PR #23, opened 2021-01-26
Implement registry library

GeekArthur:

This PR implements the registry library to allow consumers to interact with the registry, currently the registry library supports:
1. Get the devfile that belongs to a given stack
2. Get the devfile + the containing stack resource files of a given stack

Fixes https://github.com/devfile/api/issues/224

**PR acceptance criteria**:

- [x] Test (WIP) 

- [x] Documentation (WIP)


registry-library/library/library.go
```diff
@@ -0,0 +1,190 @@
...
+	fmt.Fprintln(w, "Name", "\t", "Description", "\t")
+	for _, stackIndex := range registryIndex {
+		fmt.Fprintln(w, stackIndex.Name, "\t", stackIndex.Description, "\t")
+	}
+	w.Flush()
+	return nil
+}
+
+// PullStackFromRegistry pulls stack from registry with allowed media types
+func PullStackFromRegistry(registry string, stack string, allowedMediaTypes []string) error {
```
johnmcollier, line 91: To be honest, I'm not crazy about the `PullStackFromRegistry` function requiring users to specify the media types. Most consumers will only ever need to pull all of the files in the stack

 It should always use `devfileAllMediaTypes` and maybe we should have a separate function that allows users/devs to specify the media types they want pulled

registry-library/library/library.go
```diff
@@ -0,0 +1,190 @@
...
+
+// ListRegistryStacks lists the stacks of the registry
+func ListRegistryStacks(registry string) error {
+	// Get the registry index
+	registryIndex, err := GetRegistryIndex(registry)
+	if err != nil {
+		return err
+	}
+
+	w := tabwriter.NewWriter(os.Stdout, 5, 2, 3, ' ', tabwriter.TabIndent)
```
johnmcollier, line 81: I don't think we should directly print out to stdout here. We should leave any printing or formatting to whatever is calling this function, as we're not sure what format they want it displayed in, how it's being displayed, or if there's additional/less information they need displayed.

If we do need this function, we should rename it to `PrintRegistryStacks` and/or return a formatted string rather than printing to stdout.

registry-library/library/library.go
```diff
@@ -0,0 +1,190 @@
...
+	responseHeaderTimeout = 30 * time.Second // responseHeaderTimeout is the timeout to retrieve the server's response headers
+)
+
+var (
+	stacksPath = os.Getenv("DEVFILE_STACKS")
+	indexPath  = os.Getenv("DEVFILE_INDEX")
+)
+
+// GetRegistryIndex gets the index of the specified registry
+func GetRegistryIndex(registry string) ([]indexSchema.Schema, error) {
```
johnmcollier, line 44: I think we should call this either `GetRegistryStacks` (or to `ListRegistryStacks` and change the function below to `PrintRegistryStacks`) instead as it's more clear what it does than `GetRegistryIndex`.

johnmcollier (changes requested):
I left some review comments

Some non-specific comments that I had as well:
1) We should look at testing on the OpenShift CI against a devfile registry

○ ○ ○ ○

## The task
To answer, copy each line from the material above that has the word "think".

## Exercise solution
johnmcollier, line 81: I don't think we should directly print out to stdout here. We should leave any printing or formatting to whatever is calling this function, as we're not sure what format they want it displayed in, how it's being displayed, or if there's additional/less information they need displayed.
johnmcollier, line 44: I think we should call this either `GetRegistryStacks` (or to `ListRegistryStacks` and change the function below to `PrintRegistryStacks`) instead as it's more clear what it does than `GetRegistryIndex`.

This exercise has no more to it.